Task
What is needed is a verbatim copy of each record below.

Exercise inputs
PR #181, opened 2023-12-05
Add a filesystem diff script

tescande:
This script checks for file system tree differences between 2 XCP-ng hosts. The comparison can be made against a reference installation (let say a fresh ISO install) and another XCP-ng of the same version but obtained by upgrading an existing installation, or to check differences between ISO and Net installations.

Supported options are:

  --reference-host REF_HOST, -r REF_HOST
         The XCP-ng host used as reference

  --test-host TEST_HOST, -t TEST_HOST
         The XCP-ng host to be tested after install or upgrade

  --save-reference SAVE_REF, -s SAVE_REF
         Save filesystem information of the reference host to a file

  --load-reference LOAD_REF, -l LOAD_REF
         Load reference filesystem information from a file

Option -r HOST is used to pass the hostname or ip address of the XCP-ng host used as reference.

With -s FILENAME, the reference host filesyistem information is saved to the file FILENAME passed as parameter.

Instead of -r HOST, one can use the reference file created with -s by using the option -f FILENAME.

The host to be tested is specified with the option -t HOST.

### DIFF
--- a/scripts/xcpng-fs-diff.py
+++ b/scripts/xcpng-fs-diff.py
@@ -37,6 +37,8 @@ import argparse
 import sys
 import subprocess
 import json
+import tempfile
+import os
 from fnmatch import fnmatch
 from enum import Enum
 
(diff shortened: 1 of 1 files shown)


stormi:
I don't have time to review this but I dont want to hold it, so let's merged with the existing two approvals.

PR #182, opened 2023-12-08
WIP test_host_evacuate: check for IP in xenstore first

ydirson:
This can show when after migration an IP address has been published to Xenstore, but XAPI misses it nevertheless.

TODO: check impact on other code paths, notably VM migration. Especially those code paths that do not update VM.host, which will need the same kind of hack we had to do here.


tests/migration/test_host_evacuate.py
```diff
@@ -34,6 +34,7 @@ def _host_evacuate_test(source_host, dest_host, network_uuid, vm, expect_error=F
         source_host.xe('host-evacuate', args)
         wait_for(lambda: vm.all_vdis_on_host(dest_host), "Wait for all VDIs on destination host")
         wait_for(lambda: vm.is_running_on_host(dest_host), "Wait for VM to be running on destination host")
+        vm.host = dest_host
```
gthvn1, line 37: it is not related to wait for xenstore VM IP right? It looks like a bug fix when evacuation is done on the destination host currently self.host is not updated no? If it is the case I think that it is a fix that should be done in its own PR.

ydirson: It is indeed required so the upcoming check for VM IP runs `xenstore` commands on the destination host, although it is a workaround that can likely be used for other things. Could be moved in a separate commit for more clarity.

gthvn1: ok I see :+1:

benjamreis: perhaps a vm.resident_on would be better.

lib/vm.py
```diff
@@ -123,6 +136,7 @@ def wait_for_os_booted(self):
         # waiting for the IP:
         # - allows to make sure the OS actually started (on VMs that have the management agent)
         # - allows to store the IP for future use in the VM object
+        wait_for(self.try_get_ip_xenstore, "Wait for Xenstore VM IP")
         wait_for(self.try_get_and_store_ip, "Wait for VM IP")
```
benjamreis, line 140: Does this solve the issue? IIUC the IP does appear in the xenstore but not seen by XAPI so the 2nd wait would fail anyway right?

stormi: The goal is not to solve the issue, but to make it more visible when it happens.

tests/migration/test_host_evacuate.py
stormi: Agreed with @benjamreis here: as I said earlier, vm.host really should be vm.pool and will probably be in the future. It is not where the VM is running, it's the pool master of the pool to which the VM belongs, and is badly named.

You need to use the `VM.get_residence_host` method in `VM.try_get_ip_xenstore`.

stormi (changes requested):
Marking "changes requested".

tests/migration/test_host_evacuate.py
ydirson: so we're indeed evacuating the host into another pool?

gthvn1: > Agreed with @benjamreis here: as I said earlier, vm.host really should be vm.pool and will probably be in the future. It is not where the VM is running, it's the pool master of the pool to which the VM belongs, and is badly named.

And in the test we are sure that we migrate a VM from a slave to the master (or another slave) during the evacuate? Because if the evacuation is done from the master than we need to update vm.host in this case. Or we are sure that it cannot happens.

gthvn1: Oh wait, in fact no because evacuate from master doesn't mean that we need to change the master... maybe.

stormi: What I mean is VM.host is not where the VM is currently executed. There is no guarantee about this, and it usually just is the master host, regardless of where the VM is (note also that the concept of residence for a VM on a host doesn't work for a VM which is turned off and is on a shared SR. When you start it from XAPI, any host of the pool can become temporarily where it resides). And thus we shouldn't change the value in the test, and use `VM.get_residence_host` in order to find which host's xenstore we need to check.

> so we're indeed evacuating the host into another pool?

No, host evacuate is intra-pool and doesn't involve storage migration.

lib/vm.py
```diff
@@ -71,6 +71,19 @@ def reboot(self, force=False, verify=False):
...
+        domid = self.param_get("dom-id")
+        result = self.host.ssh(["xenstore", "read", f"/local/domain/{domid}/attr/vif/0/ipv4/0"],
+                               check=False, simple_output=False)
+
+        # An IP that starts with 169.254. is not a real routable IP.
+        # VMs may return such an IP before they get an actual one from DHCP.
+        if result.returncode != 0 or result.stdout.startswith('169.254.'):
+            return False
+        else:
+            logging.info("Xenstore VM IP: %s" % result.stdout)
```
stormi, line 84: stdout must be stripped, because it ends with an newline character.

stormi:
I see there were pushes on this PR. Do you want a re-review?

stormi (commented):
It looks useful, but I think we'll need to take IPv6 into account now, before merging.
A VM could be IPv6-only.

benjamreis:
> It looks useful, but I think we'll need to take IPv6 into account now, before merging. A VM could be IPv6-only.

IPv6 can be found in xenstore under `0/ipv6/`, `1/ipv6/`... and shouldn't start with `fe80:` as they're link local addresses that are not reachable from the host.

PR #183, opened 2023-12-12
vtpm: Fix installation of tpm2-tools package using apt-get

tescande:
apt-get needs to update its package index files before installing tpm2-tools as it might try to install outdated dependencies. This patch fixes this issue by first running 'apt-get update' before 'apt-get install'.


stormi (approved):
I'm not 100% for embedding two commands in the same SSH with `&&`, but strong opposition either.

gduperrey (approved):
Runs fine :)

PR #186, opened 2024-01-15
run on ISO SR as well

benjamreis:
Waiting for upstream fix to run on ISO SR


benjamreis:
Replaced by https://github.com/xcp-ng/xcp-ng-tests/pull/231

PR #187, opened 2024-01-19
Only connect XO for migration tests

stormi:
Maintaining a connection to XO adds causes for test failure, so let's not connect it when not strictly required, that is, in the only place where we only use it currectly: live migration tests.


benjamreis (commented):
LGTM, let's put it to the test :)

stormi:
Tested on `main` and `storage-reboots` jobs: looks good.

benjamreis (approved):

The answer
PR #181, opened 2023-12-05
Add a filesystem diff script

tescande:
This script checks for file system tree differences between 2 XCP-ng hosts. The comparison can be made against a reference installation (let say a fresh ISO install) and another XCP-ng of the same version but obtained by upgrading an existing installation, or to check differences between ISO and Net installations.

Supported options are:

  --reference-host REF_HOST, -r REF_HOST
         The XCP-ng host used as reference

  --test-host TEST_HOST, -t TEST_HOST
         The XCP-ng host to be tested after install or upgrade

  --save-reference SAVE_REF, -s SAVE_REF
         Save filesystem information of the reference host to a file

  --load-reference LOAD_REF, -l LOAD_REF
         Load reference filesystem information from a file

Option -r HOST is used to pass the hostname or ip address of the XCP-ng host used as reference.

With -s FILENAME, the reference host filesyistem information is saved to the file FILENAME passed as parameter.

Instead of -r HOST, one can use the reference file created with -s by using the option -f FILENAME.

The host to be tested is specified with the option -t HOST.

### DIFF
--- a/scripts/xcpng-fs-diff.py
+++ b/scripts/xcpng-fs-diff.py
@@ -37,6 +37,8 @@ import argparse
 import sys
 import subprocess
 import json
+import tempfile
+import os
 from fnmatch import fnmatch
 from enum import Enum
 
(diff shortened: 1 of 1 files shown)


stormi:
I don't have time to review this but I dont want to hold it, so let's merged with the existing two approvals.

PR #182, opened 2023-12-08
WIP test_host_evacuate: check for IP in xenstore first

ydirson:
This can show when after migration an IP address has been published to Xenstore, but XAPI misses it nevertheless.

TODO: check impact on other code paths, notably VM migration. Especially those code paths that do not update VM.host, which will need the same kind of hack we had to do here.


tests/migration/test_host_evacuate.py
```diff
@@ -34,6 +34,7 @@ def _host_evacuate_test(source_host, dest_host, network_uuid, vm, expect_error=F
         source_host.xe('host-evacuate', args)
         wait_for(lambda: vm.all_vdis_on_host(dest_host), "Wait for all VDIs on destination host")
         wait_for(lambda: vm.is_running_on_host(dest_host), "Wait for VM to be running on destination host")
+        vm.host = dest_host
```
gthvn1, line 37: it is not related to wait for xenstore VM IP right? It looks like a bug fix when evacuation is done on the destination host currently self.host is not updated no? If it is the case I think that it is a fix that should be done in its own PR.

ydirson: It is indeed required so the upcoming check for VM IP runs `xenstore` commands on the destination host, although it is a workaround that can likely be used for other things. Could be moved in a separate commit for more clarity.

gthvn1: ok I see :+1:

benjamreis: perhaps a vm.resident_on would be better.

lib/vm.py
```diff
@@ -123,6 +136,7 @@ def wait_for_os_booted(self):
         # waiting for the IP:
         # - allows to make sure the OS actually started (on VMs that have the management agent)
         # - allows to store the IP for future use in the VM object
+        wait_for(self.try_get_ip_xenstore, "Wait for Xenstore VM IP")
         wait_for(self.try_get_and_store_ip, "Wait for VM IP")
```
benjamreis, line 140: Does this solve the issue? IIUC the IP does appear in the xenstore but not seen by XAPI so the 2nd wait would fail anyway right?

stormi: The goal is not to solve the issue, but to make it more visible when it happens.

tests/migration/test_host_evacuate.py
stormi: Agreed with @benjamreis here: as I said earlier, vm.host really should be vm.pool and will probably be in the future. It is not where the VM is running, it's the pool master of the pool to which the VM belongs, and is badly named.

You need to use the `VM.get_residence_host` method in `VM.try_get_ip_xenstore`.

stormi (changes requested):
Marking "changes requested".

tests/migration/test_host_evacuate.py
ydirson: so we're indeed evacuating the host into another pool?

gthvn1: > Agreed with @benjamreis here: as I said earlier, vm.host really should be vm.pool and will probably be in the future. It is not where the VM is running, it's the pool master of the pool to which the VM belongs, and is badly named.

And in the test we are sure that we migrate a VM from a slave to the master (or another slave) during the evacuate? Because if the evacuation is done from the master than we need to update vm.host in this case. Or we are sure that it cannot happens.

gthvn1: Oh wait, in fact no because evacuate from master doesn't mean that we need to change the master... maybe.

stormi: What I mean is VM.host is not where the VM is currently executed. There is no guarantee about this, and it usually just is the master host, regardless of where the VM is (note also that the concept of residence for a VM on a host doesn't work for a VM which is turned off and is on a shared SR. When you start it from XAPI, any host of the pool can become temporarily where it resides). And thus we shouldn't change the value in the test, and use `VM.get_residence_host` in order to find which host's xenstore we need to check.

> so we're indeed evacuating the host into another pool?

No, host evacuate is intra-pool and doesn't involve storage migration.

lib/vm.py
```diff
@@ -71,6 +71,19 @@ def reboot(self, force=False, verify=False):
...
+        domid = self.param_get("dom-id")
+        result = self.host.ssh(["xenstore", "read", f"/local/domain/{domid}/attr/vif/0/ipv4/0"],
+                               check=False, simple_output=False)
+
+        # An IP that starts with 169.254. is not a real routable IP.
+        # VMs may return such an IP before they get an actual one from DHCP.
+        if result.returncode != 0 or result.stdout.startswith('169.254.'):
+            return False
+        else:
+            logging.info("Xenstore VM IP: %s" % result.stdout)
```
stormi, line 84: stdout must be stripped, because it ends with an newline character.

stormi:
I see there were pushes on this PR. Do you want a re-review?

stormi (commented):
It looks useful, but I think we'll need to take IPv6 into account now, before merging.
A VM could be IPv6-only.

benjamreis:
> It looks useful, but I think we'll need to take IPv6 into account now, before merging. A VM could be IPv6-only.

IPv6 can be found in xenstore under `0/ipv6/`, `1/ipv6/`... and shouldn't start with `fe80:` as they're link local addresses that are not reachable from the host.

PR #183, opened 2023-12-12
vtpm: Fix installation of tpm2-tools package using apt-get

tescande:
apt-get needs to update its package index files before installing tpm2-tools as it might try to install outdated dependencies. This patch fixes this issue by first running 'apt-get update' before 'apt-get install'.


stormi (approved):
I'm not 100% for embedding two commands in the same SSH with `&&`, but strong opposition either.

gduperrey (approved):
Runs fine :)

PR #186, opened 2024-01-15
run on ISO SR as well

benjamreis:
Waiting for upstream fix to run on ISO SR


benjamreis:
Replaced by https://github.com/xcp-ng/xcp-ng-tests/pull/231

PR #187, opened 2024-01-19
Only connect XO for migration tests

stormi:
Maintaining a connection to XO adds causes for test failure, so let's not connect it when not strictly required, that is, in the only place where we only use it currectly: live migration tests.


benjamreis (commented):
LGTM, let's put it to the test :)

stormi:
Tested on `main` and `storage-reboots` jobs: looks good.

benjamreis (approved):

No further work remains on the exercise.